In 1999 it was unanimously adopted by the Chaplain’s Council.
‘I just found that it was time to put in writing that we have a safe space for LGBT communities,’ he said. ‘We’re talking about whether a relationship has integrity here.’
Amit Taneja, assistant director of the LGBT Resource Center, said it is very difficult to make generalizations about LGBT people’s relationships with religion.
‘It comes up in different ways for different people,’ he said. ‘Different people are at different places in their lives.’
Some struggle because they have been told by members of their religion that being gay is wrong; still others are looking for a space to have a same-sex union. Others deal with religion when finding ways to cope with the loss of a loved one, Taneja said.
‘Some students, faculty and staff say they may feel disconnected with religion, but that in no way represents the majority,’ he said. ‘A lot of our students express deep spiritual connections, but they are often expressed in different ways.’

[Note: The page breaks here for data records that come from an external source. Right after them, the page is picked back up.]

PR #3594, opened 2026-07-14
feat(stackit): add dimensions parameter to text and document embedders

sebastianh-deepset:
### Related Issues

- N/A — no related issue, this was identified directly as a missing feature.

### Proposed Changes:

The Qwen embedding model (`Qwen/Qwen3-VL-Embedding-8B`) hosted on STACKIT supports Matryoshka-style variable-dimension embeddings, but `STACKITTextEmbedder` and `STACKITDocumentEmbedder` hardcoded `dimensions=None` when calling the underlying `OpenAITextEmbedder`/`OpenAIDocumentEmbedder`, so there was no way to request a reduced embedding size.

This PR exposes `dimensions` as a keyword-only init parameter on both embedders and forwards it to the parent OpenAI-compatible client, following the same pattern already used for `timeout`/`max_retries`/`http_client_kwargs`. It's added as keyword-only (rather than inserted positionally after `model`) so existing positional-argument usage of these components isn't broken. `to_dict`/`from_dict` were updated so the new parameter round-trips through serialization.

### How did you test it?

- Unit tests: constructor defaults/overrides, `to_dict`/`from_dict` round-trip, and a mocked-client test asserting `dimensions` is actually forwarded to `client.embeddings.create(...)`.
- Integration tests (require `STACKIT_API_KEY`): requesting `dimensions=256` against `Qwen/Qwen3-VL-Embedding-8B` returns embeddings of that length; requesting `dimensions` against a model that doesn't support it (`intfloat/e5-mistral-7b-instruct`) surfaces the API's 400 error, with the two embedders asserting on their differing failure behavior (`STACKITDocumentEmbedder` logs and continues, `STACKITTextEmbedder` raises).
- Ran locally against the real STACKIT API with my own key: `hatch run test:unit`, `hatch run test:integration`, `hatch run test:types` (mypy), `hatch run default:fmt-check` (ruff) — all green.

### Notes for the reviewer

- `dimensions` is keyword-only in both constructors (after the `*`), not inserted positionally after `model`, to avoid a backward-compatibility break for any code calling these components with positional args.
- The integration tests need `STACKIT_API_KEY` to run; they'll be skipped in CI for this fork PR since repo secrets aren't forwarded to `pull_request` runs from forks, but they will run once merged to `main` and in the nightly job.

### Checklist

- [x] I've used one of the [conventional commit types](https://www.conventionalcommits.org/en/v1.0.0/) for my PR title: `feat:`

### DIFF
--- a/integrations/stackit/src/haystack_integrations/components/embedders/stackit/document_embedder.py
+++ b/integrations/stackit/src/haystack_integrations/components/embedders/stackit/document_embedder.py
@@ -51,6 +51,7 @@ class STACKITDocumentEmbedder(OpenAIDocumentEmbedder):
         meta_fields_to_embed: list[str] | None = None,
         embedding_separator: str = "\n",
         *,
+        dimensions: int | None = None,
         timeout: float | None = None,
         max_retries: int | None = None,
         http_client_kwargs: dict[str, Any] | None = None,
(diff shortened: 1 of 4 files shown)


julian-risch (approved):
Looks good to me! Just made sure that the tests are compatible with 2.x and 3.x. 
By the way, no need for you to fork with your permissions. If you don't fork that also means that the integration tests run on your PR, which is better for us.
I ran the integration tests locally.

Hendricks Chapel and the LGBT Resource Center work together throughout the year to provide opportunities for students to affirm their religious identities, Taneja said.
In the past year, Taneja said, they have organized a Shabbat Service in conjunction with Hillel at the LGBT Resource Center, there was a discussion group at Hendricks Chapel for LGBT students struggling with their religious identity and chaplains have been invited to the center to affirm students for who they are.
The Rev. Kelly Sprinkle, Protestant chaplain at SU, said he works with a number of LGBT students.
‘My job is to be a pastor to all people and I don’t discriminate,’ he said. ‘Human sexuality is not a barrier to worship here.’
Ordained in the United Church of Christ, Sprinkle said he has performed several gay marriages. His church, he said, is very progressive. The first gay person was ordained in 1979.
Chaplain Baskerville Burrows is ordained in the Episcopalian Church. For the past 40 years, she said, human sexuality has been a topic of conversation at the church’s conventions.
After the Episcopalian Church declared that sexuality would no longer be a barrier to become ordained, Gene Robinson, an openly gay man, became bishop in New Hampshire.
Baskerville Burrows said her friend of more than 10 years, an ordained bishop in another church, told her they could no longer remain friends because of what her religion represented in light of the church’s decision.
‘If it’s suspected that I’m on a road that will cause my demise, I mean to her I’m basically going to Hell, we can no longer talk,’ she said.
When Greenberg came out of the closet in 1999, he was met with opposition from fellow Orthodox Jews.
‘To be orthodox and gay is the same as eating a cheeseburger on Yom Kippur,’ he was told.
People told him to give up orthodoxy, but Greenberg said he intensely identified with the church.
‘I couldn’t give it up anymore than I could deny that I’m gay,’ he said.
While Greenberg does not expect other members of his temple to understand his sexuality, he said he knows that God does.
‘Homophobia is one small room in the hotel of misogyny,’ he said. ‘God has not reviled you. There is room for you and they might not get it yet, but they will.’